PR #6158, opened 2026-03-24
Redirect unauthenticated and unauthorized users from restricted SPA pages

### LINKED ISSUE #6055: Pages that the user can't  view if they're not logged in should redirect to a login screen
At the moment, the user will see a generic 403 Forbidden message.

DanielRyanSmith:
Resolves #6055

## Overview
When users attempt to access restricted SPA pages while unauthenticated or unauthorized, they are now gracefully redirected to the login screen or a safe fallback page with an alert, rather than encountering a generic 403 Forbidden error page.

## Root Cause / Motivation
Previously, SPA routes that specified permission requirements like `require_edit_feature` or `require_create_feature` in `main.py` did not explicitly enforce a `require_signin` check if it wasn't defined alongside them. Unauthenticated users were redirected initially, but on the subsequent request, the permission check failed because they were still unauthenticated, causing the server to abort with a generic `403` error. Even when logged in, if a user lacked the necessary permissions for a page, the server would also throw a `403`, bypassing the SPA and rendering a blank white error page without context.

## Detailed Changelog
* **`framework/basehandlers.py`**:
  * Updated `get_spa_template_data` to ensure any route with a permission requirement (e.g., `require_create_feature`, `require_edit_feature`) acts as if `require_signin` is `True`. This correctly intercepts unauthenticated users and returns early so the SPA can render the login prompt.
  * Added a `try...except werkzeug.exceptions.Forbidden` block to catch permission failures for logged-in users. Instead of a hard 403 abort, it redirects them to the read-only feature details page (`/feature/{feature_id}?error=403`) or the features list (`/features?error=403`) depending on the context.
* **`templates/spa.html` & `templates/_base.html`**:
  * Added logic to the initial script block to check for the `error=403` URL parameter. If present, it displays an alert advising the user that they do not have permission and may need to sign in with an authorized account.
* **`framework/basehandlers_test.py` & `pages/testdata/users_test/test_html_rendering.html`**:
  * Updated tests to anticipate the new redirect tuples and fallback routes (`/features?error=403`) instead of the previous `werkzeug.exceptions.Forbidden` assertions. Updated HTML rendering snapshots to include the new JS logic.

### DIFF
--- a/framework/basehandlers.py
+++ b/framework/basehandlers.py
@@ -766,44 +766,65 @@ class SPAHandler(FlaskHandler):
 
 def get_spa_template_data(handler_obj, defaults):
   """Check permissions then let spa.html do its thing."""
+  # Determine if this route requires a signed-in user.
+  requires_signin = (
+      defaults.get('require_signin') or
+      defaults.get('require_create_feature') or
+      defaults.get('require_edit_feature') or
+      defaults.get('require_admin_site') or
+      defaults.get('is_enterprise_page')
+  )
+
   # Check if the page requires user to sign in
-  if defaults.get('require_signin') and not handler_obj.get_current_user():
+  if requires_signin and not handler_obj.get_current_user():
     common_data = handler_obj.get_common_data()
     if 'loginStatus=False' in common_data['current_path']:
       return {}
     return flask.redirect(settings.LOGIN_PAGE_URL), handler_obj.get_headers()
 
-  # Check if the page requires create feature permission
-  if defaults.get('require_create_feature'):
-    redirect_resp = permissions.validate_feature_create_permission(handler_obj)
-    if redirect_resp:
-      return redirect_resp
+  try:
+    # Check if the page requires create feature permission
+    if defaults.get('require_create_feature'):
+      redirect_resp = permissions.validate_feature_create_permission(handler_obj)
+      if redirect_resp:
+        return redirect_resp
 
-  # Validate the user has edit permissions and redirect if needed.
-  if defaults.get('require_edit_feature'):
-    feature_id = defaults.get('feature_id')
-    if not feature_id:
-      handler_obj.abort(500, msg='Cannot get feature ID from the URL')
-    redirect_resp = permissions.validate_feature_edit_permission(
-        handler_obj, feature_id)
-    if redirect_resp:
-      return redirect_resp
+    # Validate the user has edit permissions and redirect if needed.
+    if defaults.get('require_edit_feature'):
+      feature_id = defaults.get('feature_id')
+      if not feature_id:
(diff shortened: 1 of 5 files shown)


framework/basehandlers.py
```diff
@@ -766,44 +766,65 @@ def get_template_data(self, **defaults):
 
 def get_spa_template_data(handler_obj, defaults):
```
jrobbins, line 767: Now that we are looking for `feature_id`, it is confusing to keep this argument named `defaults`.  It would be better to call it `kwargs` because it is actually a combination of the route defaults and values parsed from the URL by flask.

framework/basehandlers_test.py
```diff
@@ -1324,7 +1326,7 @@ def test_get_spa_template_data__edit_perm_anon(self):
       defaults = {
```
jrobbins, line 1326: Likewise in the tests: defaults -> kwargs.

jrobbins (approved):
LGTM after considering a parameter rename.

jrobbins (changes requested):
Also, I tested this PR interactively locally and it didn't seem to work.  When signed out, visiting /guide/new caused an alert() followed by a completely blank page.  Also, after creating a confidential enterprise feature entry, signing out while on that feature detail page resulted in an error.

DanielRyanSmith:
> Also, I tested this PR interactively locally and it didn't seem to work. When signed out, visiting /guide/new caused an alert() followed by a completely blank page. Also, after creating a confidential enterprise feature entry, signing out while on that feature detail page resulted in an error.

I'll try to replicate - I specifically tested using `feature/{feature_id}/ai-coverage-analysis`

DanielRyanSmith:
> Also, I tested this PR interactively locally and it didn't seem to work. When signed out, visiting /guide/new caused an alert() followed by a completely blank page. Also, after creating a confidential enterprise feature entry, signing out while on that feature detail page resulted in an error.

Thanks for finding that - there's definitely a regression on the `guide/new` page. I pushed a fix for the problem, so it should be taken care of 🙂 This was a side effect of my checking the logic for `?error=403` and not `?loginStatus=False`.

The confidential feature behavior seems to be pre-existing, because it works the same way on staging.  I'll see if something can be found to fix the underlying issue, though

DanielRyanSmith:
> Also, after creating a confidential enterprise feature entry, signing out while on that feature detail page resulted in an error.

Now that I'm investigating this, I'm realizing this is intended behavior, correct? The user shouldn't receive acknowledgement that the feature exists, but they can't view it. The feature is instead treated as if it doesn't exist, which is how it is behaving (this is the same behavior that happens if you try to view a non-existent feature ID)

PR #6160, opened 2026-03-24
Fix: Exclude archived stages from roadmap

### LINKED ISSUE #6135: Archived stages are still considered for the roadmap page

══════════════════════════════

● YOUR OBJECTIVE: Could you reproduce, exactly, every line above from the line with "### LINKED ISSUE #6055: Pages" to the line with "## Root Cause / Motivation", and no other line? Both ends count.

● WRITTEN SOLUTION:
### LINKED ISSUE #6055: Pages that the user can't  view if they're not logged in should redirect to a login screen
At the moment, the user will see a generic 403 Forbidden message.

DanielRyanSmith:
Resolves #6055

## Overview
When users attempt to access restricted SPA pages while unauthenticated or unauthorized, they are now gracefully redirected to the login screen or a safe fallback page with an alert, rather than encountering a generic 403 Forbidden error page.

## Root Cause / Motivation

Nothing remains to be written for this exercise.